Условно говоря, если бы современный сторонник толерантности (читай — позитивной дискриминации) пытался защитить пролетариат, он бы выдвинул множество предложений по улучшению положения рабочих, но при этом игнорировал бы взаимоотношения рабочего и капитала. Он действовал бы в полном соответствии с афоризмом Уайльда: пытался излечить язвы общества, не замечая, что средство лечения добывается созданием новых язв. Современный адепт терпимости защищает меньшинства, игнорируя среду, которая их порождает, т. е. делает виктимизированным меньшинством.
Если бы такая политика могла осуществляться в чистом виде, мы бы имели дело с социальным воплощением апории Зенона о стреле. Суть апории, напомню, состояла в том, что если мы представляем пространство как бесконечно делимое и при этом представляем эти бесконечно малые фрагменты как неподвижные, то движение становится невозможным. Если мы рассматриваем бесконечно малые сообщества не как интегрированные в общественный организм, а как целиком самостоятельные, в каком-то смысле неизменные, пытаемся вычленить всё более уникальные и малочисленные страты, то изменение общества становится невозможным, общество как таковое растворяется в этих стратах.
Впрочем, в чистом виде осуществление подобного подхода, вероятно, невозможно.
Общество потребления видит в меньшинствах в первую очередь специфическую касту потребителей, сам рынок легко подстраивается, создавая специфические виды услуг (от гей-проституции до вегетарианских ресторанов), но при этом социально меньшинства остаются неинтегри-рованы. Можно сказать, создание специальных экономических кластеров, нацеленных на обслуживание меньшинства, может даже препятствовать его социальной интеграции, относительное экономическое благополучие может умерщвлять социальную активность.
Жижек не упоминает об этом, он формулирует проблему несколько иначе: он говорит, что та «вывихну-тость» — та травма, которую преодолевает меньшинство, больше не может этим меньшинством презентоваться как знак неблагополучия социальной системы в целом (см. об этом выше). Такое определение порождает много вопросов. В описании Жижека манифестация наличия неблагополучия важнее попыток его преодоления: для него, возможно, даже неважно, наличествуют ли признаки кризиса системы или только манифестируются, но в таком случае мы имеем дело с каким-то симуля-кром социальной активности — разрешение социальных проблем в нём почти невозможно.
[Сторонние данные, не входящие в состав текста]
PR #765, opened 2025-04-19
fix: Not all console.error shows up in session replay play bar annotations

ernestii:


packages/app/src/SessionSubpanel.tsx
```diff
@@ -379,7 +379,7 @@ export default function SessionSubpanel({
       end,
       whereLanguage,
       searchedQuery,
-      filteredEventsFilter,
+      allEventsFilter,
```
teeohhem, line 382: @ernestii just curious here...what is `filteredEventsFilter` vs `allEventsFilter` and why does this work? Can you add a few comments for future devs?

ernestii: `filteredEventsFilter` is used in the `Highlighted` tab – good point, updated the var name and added comment

Screenshot 2025-04-29 at 7 47 30 PM

teeohhem (approved):
Looks good!

packages/app/src/DOMPlayer.tsx
```diff
@@ -513,17 +513,18 @@ export default function DOMPlayer({
...
-          ref={wrapper}
-          className={cx(styles.domPlayerWrapper, 'overflow-hidden', {
-            'd-none': isLoading || isBuffering,
-            started: (replayer.current?.getCurrentTime() ?? 0) > 0,
-            [styles.domPlayerWrapperPaused]: playerState === 'paused',
-          })}
-        >
-          <div className="player rr-block" ref={playerContainer} />
-        </div>
+        ) : (
```
MikeShi42, line 516: @ernestii what's the reason of this change? This seems to break the replayer at times since `playerContainer` ref will be null in the `useEffect` above, seems to introduce a race condition where session replays will incorrectly show up as "no replay available"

Жижек, впрочем, последователен: наиболее революционным он считает истерический дискурс. Истерик же, если я верно понимаю Лакана, получает удовольствие именно от невозможности удовлетворения своих желаний — именно невозможность и является целью истерика. Это соотносится с размышлением Жижека о формах предательства революции — по сути, в описании Жижека любое отношение к свершившемуся перевороту может быть только его предательством. Революция — нечто не-продолжаемое. Впрочем, насколько верно понимается истерический дискурс как наиболее революционный — большой вопрос. Если отвлечься от теоретизирования, то едва ли дискурс, скажем, марксова «Капитала» можно назвать истерическим при его вполне революционном характере. Тут можно сказать, что дискурс революционной литературы и революционный дискурс — не одно и то же, но всё же в какой степени они могут отличаться — большой вопрос.
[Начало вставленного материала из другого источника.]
PR #770, opened 2025-04-20
feat: Open event details side panel from K8s Pod Events

ernestii:


MikeShi42 (approved):
lgtm, though was there a reason we didn't go for creating a generic `DBSqlRowTableWithSidePanel` component?

PR #772, opened 2025-04-22
style: remove unused routes/components + clickhouse utils (api)

wrn14897:
1. deprecate `metrics`, `logs` and `chart` routes
2. deprecate `logStreamTableVersion` in team model
3. cleanup api clickhouse index file
4. deprecate propertyTypeMappingModel + searchQueryParser on the api side
5. deprecate `SearchInput`, `MetricTagFilterInput` and `MetricTagValueSelect` components

Ref: HDX-1647

Cut off 15% of codes 🎉


packages/api/src/models/alert.ts
```diff
@@ -99,7 +100,7 @@ const AlertSchema = new Schema<IAlert>(
     },
     team: {
       type: mongoose.Schema.Types.ObjectId,
-      ref: 'Team',
+      ref: Team.modelName,
```
wrn14897, line 103: we should start to use this style to specify reference since the dependent model has to be imported first

ref: https://stackoverflow.com/questions/20832126/missingschemaerror-schema-hasnt-been-registered-for-model-user?newreg=660ccd5d84234efe83a6349aa6721460

packages/api/src/models/team.ts
```diff
@@ -6,7 +6,6 @@ type ObjectId = mongoose.Types.ObjectId;
 export interface ITeam {
   _id: ObjectId;
   name: string;
-  logStreamTableVersion?: number;
```
wrn14897, line 9: deprecate `logStreamTableVersion` from the team model

teeohhem (approved):
Niiiice. Let's see if we can run a smoke test when this is deployed!

PR #773, opened 2025-04-22
enable float threshold for chart alert

LYHuang:
- add new schema to support float threshold for chart alert
image

Tested alert:
image

Ref: hdx-1640


packages/common-utils/src/types.ts
```diff
@@ -268,9 +268,14 @@ export const AlertBaseSchema = z.object({
     .optional(),
 });
 
-export const AlertSchema = AlertBaseSchema.and(
-  zSavedSearchAlert.or(zTileAlert),
-);
+export const ChartAlertBaseSchema = AlertBaseSchema.extend({
```
LYHuang, line 271: Reasons for add new schema for chart relate alert:

1. Hard to dynamic update validation schema in dashboards page, tile options(aggregate function, ratio) is separate with alert input option.
2. Even we hack with the validation part, I don't think it is a good idea to have data mismatching it's schema, so I decide to create a schema for chartAlert. Which can be used in frontend and backend.

knudtty (approved):
Nice!

PR #774, opened 2025-04-22
fix: handle the nullish value input (AutocompleteInput)

wrn14897:
Ref: HDX-1639


packages/app/src/AutocompleteInput.tsx
```diff
@@ -64,7 +64,7 @@ export default function AutocompleteInput({
         label: q,
       };
     });
-  }, [queryHistory]);
+  }, [queryHistory, queryHistoryType]);
```
wrn14897, line 67: missed dependency

LYHuang (approved):
good fix!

Жижек говорит, что меньшинство, исключаемое из общества, должно осознать себя этим самым обществом. Рецепт соблазнительный. Сравнивая сегодняшних мигрантов, подметающих улицы Москвы и Подмосковья, и отечественных тружеников ксерокса и факса, целующих фотографии новых машин, хочется сказать, что настоящие русские сегодня — это узбеки.
И всё же с Жижеком нельзя согласиться: примеры, которые он приводит, заведомо неприменимы к современности, Когда демос греческого полиса провозглашает себя подлинным обществом в пику аристократии, то это происходит в обществе достаточно однородном. Оно не разделено ни по религиозным признакам (если кто не исповедует олимпийских божеств или проявляет излишнюю критичность, для тех есть цикута), ни по национальным и языковым. Даже экономически греческий полис довольно однороден. Современный социум устроен на порядок сложнее: он состоит из множества меньшинств, интересы которых пересекаются, сталкиваются. Даже если представители твоего пола, расы, веры составляют численное большинство в каком-то регионе, они могу оставаться меньшинством. Можно здесь вспомнить парадоксальное высказывание Леонарда Коэна, родившегося во французской Канаде, о своём родном городе: французы (франкоговорящие канадцы — Ю.У.) чувствовали себя здесь меньшинством, потому что они были меньшинством в Канаде. Канадцы (англоговорящие — Ю.У.) — потому что они были меньшинством в Квебеке, а евреи, потому что они везде меньшинство.